* Task instructions
Copy out all lines of the material below in which "HttpRegistry" occurs.

* Task inputs
PR #14694, opened 2024-10-15
fix(registry): `HttpRegistry` `block_until_ready` returns early when work is still pending

arlosi:

`block_until_ready` is returning early when there are still pending transfers. This leads to extra restarts of the resolver, impacting performance.

In the existing implementation:
- `handle_completed_downloads` runs and there are no completed downloads
- `multi.perform()` is called and completes new downloads, with no pending transfers remaining
- Since there are no items `remaining_in_multi`, the function returns early

This fixes the issue by reordering the calls to `multi.perform()`, `handle_completed_downloads`, then the completion check.

A test is added that uses cargo's tracing to show the number of blocking calls. First commit shows existing behavior, second commit shows fix. 

Originally based on the PR #14680 by @x-hgg-x. The ordering fix in this PR also avoids an additional `block_until_ready` call for retried failed downloads.

### DIFF
--- a/src/cargo/sources/registry/http_remote.rs
+++ b/src/cargo/sources/registry/http_remote.rs
@@ -789,8 +789,8 @@ impl<'gctx> RegistryData for HttpRegistry<'gctx> {
     }
 
     fn block_until_ready(&mut self) -> CargoResult<()> {
-        trace!(target: "network",
-            "block_until_ready: {} transfers pending",
+        trace!(target: "network::HttpRegistry::block_until_ready",
+            "{} transfers pending",
             self.downloads.pending.len()
         );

* Answer section
fix(registry): `HttpRegistry` `block_until_ready` returns early when work is still pending
@@ -789,8 +789,8 @@ impl<'gctx> RegistryData for HttpRegistry<'gctx> {
+        trace!(target: "network::HttpRegistry::block_until_ready",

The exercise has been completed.